WHAT THE EXERCISE ASKS: Under this task are some entries; return every one of them exactly.

* * *

PR #274, opened 2022-05-23
Fixed Profit Calculation

### LINKED ISSUE #232: Investigate profit calculation
**Context:**
We experienced our profit calculation to not be accurate all the time.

* * *

RESULT OF THIS EXERCISE:
PR #274, opened 2022-05-23
Fixed Profit Calculation

### LINKED ISSUE #232: Investigate profit calculation
**Context:**
We experienced our profit calculation to not be accurate all the time.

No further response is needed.